PR #631, opened 2023-08-31
[noderesourcetopology] update NRT when attributes change

### LINKED ISSUE #621: Kubelet configuration change without immediate cache updates

ffromani:
#### What type of PR is this?

/kind bug

One of the key assumptions we took when designing the NodeResourceTopology (NRT) plugin is that the kubelet config of the worker node changes VERY rarely, if at all, during the cluster lifetime. As rule of thumb, it was expected to change with a frequency of like once every quarter (3 months) or so, and likely less often. So the event of changing during a scheduling cycle was deemed extremely low.

However,  we fail to notice kubelet configuration changes (the bits we care reported by NRT data) and we update them incidentally when resyncing the cache.
These updates are expected to be rare, but still failing to noticing them is a different issue because it can lead to unnecessarily bad scheduling decision.

Simply put, failing to noticing these updates is a gap, which we address with this PR

Fixes #621 

still WIP, more test ongoing and upcoming

```release-note
NONE
```


ffromani:
the integration test is pretty much done but thare are known issues I'm investigating.

pkg/noderesourcetopology/cache/overreserve.go
```diff
@@ -181,14 +216,22 @@ func (ov *OverReserve) NodesMaybeOverReserved(lh logr.Logger) []string {
...
 		nodes.Incr(node)
 	}
 
+	// always use local copies
+	configChangeNodes := ov.nodesWithAttrUpdate.Clone()
+	configChangeCount := configChangeNodes.Len()
+
 	if nodes.Len() > 0 {
-		lh.V(4).Info("found dirty nodes", "foreign", foreignCount, "discarded", nodes.Len()-foreignCount, "total", nodes.Len())
+		lh.Info("found dirty nodes", "foreign", foreignCount, "discarded", overreservedCount, "configChange", configChangeCount, "total", nodes.Len())
```
Tal-or, line 229: Why did we changed from `V(4)` to `Info`

Tal-or (commented):
This new functionality is opt-in in order to support backward compatibility.
But IIUC, the current behavior might causes wrong scheduling decision,  would it be wise to keep the default ("buggy") behavior as an option at all?

pkg/noderesourcetopology/cache/overreserve.go
ffromani: debug change which I forgot to revert, fixing

ffromani:
> Thank you for working on this.
> 
> This new functionality is opt-in in order to support backward compatibility. But IIUC, the current behavior might causes wrong scheduling decision, would it be wise to keep the default ("buggy") behavior as an option at all?

That's a good point. We add a extra watch, but previously the behavior was arguably buggy. Let me switch the defaults.

Tal-or:
/hold
/lgtm 

Hold letting other reviews time to chime in

ffromani:
@PiotrProkop howdy! Do you have any comments by any chance?

PiotrProkop:
@ffromani sorry I was on vacations. Looks good to me!

Issue #629, opened 2023-08-31
Upgrade 1.25 dependencies to v1.25.12


zwpaper:
### Area

- [X] Scheduler
- [X] Controller
- [ ] Helm Chart
- [ ] Documents

### What happened?

we currently released scheduler plugins with dependencies 1.25.7.

it would be great to have the upgrade, although 0.25.7 may work seamlessly with 1.25.12.

### What did you expect to happen?

the newest 1.25 release is 1.25.13, and we have some internal usage, so we would like to upgrade the dependencies to 1.25.12.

-- -- --

[TASK STATEMENT]
Nothing should be returned except the lines from the first line of the data above through the line with "resyncing the cache.", each one exact.

[EXERCISE RESPONSE]
PR #631, opened 2023-08-31
[noderesourcetopology] update NRT when attributes change

### LINKED ISSUE #621: Kubelet configuration change without immediate cache updates

ffromani:
#### What type of PR is this?

/kind bug

One of the key assumptions we took when designing the NodeResourceTopology (NRT) plugin is that the kubelet config of the worker node changes VERY rarely, if at all, during the cluster lifetime. As rule of thumb, it was expected to change with a frequency of like once every quarter (3 months) or so, and likely less often. So the event of changing during a scheduling cycle was deemed extremely low.

However,  we fail to notice kubelet configuration changes (the bits we care reported by NRT data) and we update them incidentally when resyncing the cache.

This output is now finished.